The demographic exploration shows that members of a demographic group fill some percentage of Whitman’s total number of class seats every semester, and that the percentage filled by a demographic group can change overtime. That means that, in the “average” subject at Whitman in a given term, the demographic group would fill a percentage of seats equal to the percentage of class seats they fill at Whitman in that term.

The difference between the percentage of class seats filled in the “average” subject and and actual subject can be attributed to some combination of luck/random variation and the subject area iteself. So, it makes sense to measure sex gaps in a subject area using this difference

Percent Over/Under Represented = the percentage of seats a demographic group fills in a subject in a given term - the percentage of seats they would fill in the “average” class at Whitman that term.

If this value is negative, the demographic group is under represented. If this value is positive, the demographic group is over represented.

Sex Gaps in Subjects Over Time

Every subjects’s sex gap has changed differently overtime. Some subjects are fairly evenly split between sexes and have been for decades. Some subjects have large gaps and the gaps are getting worse. In some subjects, large gaps are getting better. I will highlight the sex gaps of a few subjects that I find interesting.

Computer Science

Female students have been about 30% under represented in CS at Whitman since the department was founded in 2015. This gap was fairly constant through 2021, but then it started to narrow very slowly in the spring of 2022. This is interesting because it is not a sudden change, it is gradual.

Chat GPT launched in the fall of 2022, which was the beginning of a 20% decrease in employment for new CS grads. Did this slow down the rate at which the gap might have closed? Speed it up? Have no effect at all? The data can’t tell us.

English

Female and male students were fairly evenly represented in English classes until 2014. In 2014, there started to be a clear gap in which female students were over represented and male students were underrepresented. This is interesting because a sudden change probably has a very specific cause, but I have not been able to speculate what that cause was.

Choose Your Own Adventure

At this point, you might be wondering about the Sex Gap in your college major, or maybe you are wondering which major’s have the largest sex gaps. This tool allows you to explore to your hearts content.

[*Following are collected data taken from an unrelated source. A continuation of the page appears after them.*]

PR #8204, opened 2017-09-28
Automatically set MaxRSS according to Memory requirements

### LINKED ISSUE #8091: Remove the need for setting MaxRSS at assignment time
There is too much confusion and complications in having both "Memory" and "MaxRSS" in the schema. I cannot think of a reason we should not have only one of the two, and the other one handled purely internally

amaltaro:
Fixes #8091
Basic changes are:
* given the Memory requirements for a workload/task, automatically set the MaxRSS watchdog to the same value as the Memory one.
* creation default MaxVSize to an "infinite" number (1TiB)
* also changed the MaxRSS and MaxVSize unit from KiB to MiB

plus the following required changes:
* PerformanceMonitor watchdog works with both KiB or MiB MaxRSS/MaxVSize settings (TODO: remove the backwards compatibility in a couple of months)
* kill a job with the first `reason`, not the last one in case of multiple reasons
* MaxRSS and MaxVSize default assignment values were removed.
* Merge/Cleanup/Logcollect tasks aren't affected by Memory requirements

That means Ops will have to provide the correct rss/vsize values during assignment, only for old workflows (created before cmsweb upgrade). Newer workflows should have the correct settings and rss/vsize parameters can be skipped during assignment.

TODO: It also means we have to update all WMAgents with the Watchdog changes (KiB vs MiB).

There will be a transition phase here, but once CMSWEB upgrade is completed (next Tuesday Oct 10th), this is the impact on the clients:
* clients *must* provide rss/vsize for old workflows;
* clients don't need to provide rss/vsize for new workflows (created after the workflow is finished). Though it's still fine if it's provided;
* redundant, but clients *can* keep providing these rss/vsize settings during assignment for old or new workflows;

Moreover, if memory requirements are overwritten during assignment, that will properly set the maxRSS as well.

### DIFF
--- a/src/python/WMCore/WMRuntime/Monitors/PerformanceMonitor.py
+++ b/src/python/WMCore/WMRuntime/Monitors/PerformanceMonitor.py
@@ -7,6 +7,7 @@ Monitor object which checks the job to ensure it is working inside
 the agreed limits of virtual memory and wallclock time, and terminate it
 if it exceeds them.
 """
+from __future__ import division
 
 import os
 import signal
@@ -195,28 +196,31 @@ class PerformanceMonitor(WMRuntimeMonitor):
             msg += "command = %s\n" % self.monitorCommand
             logging.error(msg)
             return
-        rss   = float(output[2])
-        vsize = float(output[3])
+        # FIXME: making it backwards compatible. Keep only the "else" block in HG1801
+        if self.maxRSS is not None and self.maxRSS >= (1024 * 1024):
+            # then workload value is still in KiB (old way)
+            rss = int(output[2])
+            vsize = int(output[3])
+        else:
+            rss   = int(output[2]) // 1024  # convert it to MiB
+            vsize = int(output[3]) // 1024  # convert it to MiB
         logging.info("Retrieved following performance figures:")
-        logging.info("RSS: %s;  VSize: %s; PCPU: %s; PMEM: %s" % (output[2], output[3],
-                                                                  output[4], output[5]))
+        logging.info("RSS: %s;  VSize: %s; PCPU: %s; PMEM: %s", output[2], output[3],
+                     output[4], output[5])
 
         msg = 'Error in CMSSW step %s\n' % self.currentStepName
-        if self.maxRSS != None and rss >= self.maxRSS:
+        if self.maxRSS is not None and rss >= self.maxRSS:
             msg += "Job has exceeded maxRSS: %s\n" % self.maxRSS
             msg += "Job has RSS: %s\n" % rss
             killProc = True
             reason = 'RSS'
-        if self.maxVSize != None and vsize >= self.maxVSize:
+        elif self.maxVSize is not None and vsize >= self.maxVSize:
             msg += "Job has exceeded maxVSize: %s\n" % self.maxVSize
             msg += "Job has VSize: %s\n" % vsize
             killProc = True
             reason = 'VSZ'
-
-        #Let's check the running time
-        currentTime = time.time()
-
-        if self.hardTimeout != None and self.softTimeout != None:
+        elif self.hardTimeout is not None and self.softTimeout is not None:
+            currentTime = time.time()
             if (currentTime - self.startTime) > self.softTimeout:
                 killProc = True
                 reason = 'Wallclock time'
--- a/src/python/WMCore/WMSpec/StdSpecs/StdBase.py
+++ b/src/python/WMCore/WMSpec/StdSpecs/StdBase.py
@@ -193,12 +193,13 @@ class StdBase(object):
         _addDashboardMonitoring_
 
         Add dashboard monitoring for the given task.
+        Memory settings are defined in Megabytes and timing in seconds.
         """
-        # A gigabyte defined as 1024^3 (assuming RSS and VSize is in KiByte)
-        gb = 1024.0 * 1024.0
-        # Default timeout defined in CMS policy
-        softTimeout = 47.0 * 3600.0 + 40.0 * 60.0
-        hardTimeout = 47.0 * 3600.0 + 45.0 * 60.0
+        # Default settings defined by CMS policy
+        maxrss = 2.3 * 1024  # 2.3 GiB, but in MiB
+        vsize = 1 * 1024 * 1024  # 1 TiB, but in MiB
+        softTimeout = 47 * 3600  # 47h
+        hardTimeout = 47 * 3600 + 5 * 60  # 47h + 5 minutes
 
         monitoring = task.data.section_("watchdog")
         monitoring.interval = 300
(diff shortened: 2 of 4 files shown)


amaltaro:
Well, better than I thought. I still need to run a few real tests and fix those unit tests.
@ticoann Seangchan, let's keep this one out of the next tag. Maybe I can get it properly tested by Monday and then we go for a new tag.

amaltaro:
This patch seems to be working Ok, but there are still two issues to be addressed:
1. MaxRSS and MaxVSize are not supported during assignment anymore, which means, workflows created before this patch will not have the proper rss/vsize settings! And one cannot override it, so what to do...
2. apparently StepChain uses only the top level Memory value. Perhaps we should simply reject workflow creation if Memory is inside the Step dict (?)

amaltaro:
test this please

amaltaro:
@ticoann while jenkins doesn't come back, can you please start reviewing this PR. I'd like to add it in for tomorrow's testbed.
@vlimant since you created that issue, can you please have a look at as well

amaltaro:
Giving it a second thought, I'm missing an assignment overwrite of Memory or Multicore.
So I rather couple Memory changes to maxrss and Multicore to maxvsize. Updating it, don't look at it yet.

ericvaandering:
test this please

amaltaro:
test this please

ticoann:
test this please

src/python/WMCore/WMRuntime/Monitors/PerformanceMonitor.py
```diff
@@ -195,28 +196,31 @@ def periodicUpdate(self):
...
             msg += "Job has exceeded maxVSize: %s\n" % self.maxVSize
             msg += "Job has VSize: %s\n" % vsize
             killProc = True
             reason = 'VSZ'
-
-        #Let's check the running time
-        currentTime = time.time()
-
-        if self.hardTimeout != None and self.softTimeout != None:
+        elif self.hardTimeout is not None and self.softTimeout != None:
```
ticoann: self.softTimeout != None:
-> 
self.softTimeout is not None:

src/python/WMCore/WMSpec/StdSpecs/StdBase.py
```diff
@@ -461,6 +456,12 @@ def setupProcessingTask(self, procTask, taskType, inputDataset=None, inputStep=N
         prepID = taskConf.get("PrepID") or self.prepID
         procTask.setPrepID(prepID)
 
+        # has to be done in the very end such that child tasks are set too
+        procTask.setPerformanceMonitor(maxRSS=memoryReq,
+                                       maxVSize=multicore * 20 * 1024,  # ~20GB per core
```
ticoann: shouldn't this be taking from MaxVSize from spec? instead of hard coding ( 20 * 1024 )

src/python/WMCore/WMSpec/WMTask.py
```diff
@@ -1365,6 +1388,8 @@ def setNumberOfCores(self, cores, nStreams):
             taskStreams = nStreams
 
         if taskCores:
+            # if # of cores is changed, then also change the MaxVSize values
+            self.setMaxVSize(taskCores * 20 * 1024)  # 20 GiB per core
```
ticoann: same as above  - shoudn't be hard coded?

ticoann (approved):

ticoann:
Hi Alan patch looks good, I have a couple of questions (commented) in line.
It my concern is wrong assessment, please feel free to merge and create a new tag.

src/python/WMCore/WMSpec/StdSpecs/StdBase.py
hufnagel: MaxVSize is supposed to be infinite or something equivalent since we do not really limit on VSize.

src/python/WMCore/WMSpec/WMTask.py
hufnagel: Same as above, hardcode to 1TB would also work, but 20GB per core is also something ridiculously high and should also work. They are all equivalent to "no limit".

src/python/WMCore/WMRuntime/Monitors/PerformanceMonitor.py
amaltaro: I'll fix it.

src/python/WMCore/WMSpec/StdSpecs/StdBase.py
amaltaro: You're right. I keep confusing it with ImageSize :( I'll just set it to a very high number (1000 * 1024 MiB) in StdBase and I'm in favor of completely removing it in the next month.

amaltaro:
Thanks Dirk and Seangchan. I'll update this patch, run some quick tests and cut a new tag by lunch time or so.

amaltaro:
@ticoann @hufnagel jenkins are having issues and we need @ericvaandering to have a look at it with Shahzad.
Not to delay testbed even more, I'm merging this one (with your comments applied) and I can follow up on any unseen issues later today/tomorrow.

vlimant:
great ! how can we track the deployment of this to edit the client side that is setting the MaxRSS value ?

amaltaro:
I'm updating the PR description with this info. FYI @thongonary @areinsvo and @mcremone

src/python/WMCore/WMRuntime/Monitors/PerformanceMonitor.py
```diff
@@ -195,28 +196,31 @@ def periodicUpdate(self):
...
+            vsize = int(output[3]) // 1024  # convert it to MiB
         logging.info("Retrieved following performance figures:")
-        logging.info("RSS: %s;  VSize: %s; PCPU: %s; PMEM: %s" % (output[2], output[3],
-                                                                  output[4], output[5]))
+        logging.info("RSS: %s;  VSize: %s; PCPU: %s; PMEM: %s", output[2], output[3],
+                     output[4], output[5])
 
         msg = 'Error in CMSSW step %s\n' % self.currentStepName
-        if self.maxRSS != None and rss >= self.maxRSS:
+        if self.maxRSS is not None and rss >= self.maxRSS:
```
vlimant: would you mind adding an explicit unit for next deployment

src/python/WMCore/WMRuntime/Monitors/PerformanceMonitor.py
```diff
@@ -195,28 +196,31 @@ def periodicUpdate(self):
...
             msg += "Job has exceeded maxRSS: %s\n" % self.maxRSS
             msg += "Job has RSS: %s\n" % rss
             killProc = True
             reason = 'RSS'
-        if self.maxVSize != None and vsize >= self.maxVSize:
+        elif self.maxVSize is not None and vsize >= self.maxVSize:
             msg += "Job has exceeded maxVSize: %s\n" % self.maxVSize
```
vlimant: would you mind adding an explicit unit for next deployment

Every point on the top numberlines is the average percent over/under represented of a sex in a subject . The further left you go, the more under represented a sex is. The further right, the more over represented.

Click on a point to see a graph of the sex gap of that subject over time. Though the gaps in representation of race/ethnicy and sex pairs are toggled off by default, you can toggle them on by clicking in the key.

Excluded Data: If, in any term, fewer than 10 people took classes in a subject, luck had a disproportionate influence on the representation of a sex in the subject that term. Therefore, the subject is excluded for that term only. It is not included in the average percent over/under represented or in the graph of the sex gap of a subject overtime

The Representation of Sexes in Whitman’s classes in Relation to The National Median Mid-Career Salary of That Major

So what? Some sexes are over represented in some majors and under represented in others. Why does this matter?

Let’s look at the money

Excluded Data: Students of unknown sex were excluded because there were no meaningful patterns and no way to make sense of unknown sex. Aditionally, there was not salary data about all majors. Subjects whose major did not have salary data were excluded.

For female students, representation in a subject is negatively correlated with the national median mid-career salary of majors in that subject. For male students, this correlation is positive.

In other words…

Female students at Whitman are underrepresented in subjects that, nationally, lead to higher paying careers. Male students are over represented in these subjects.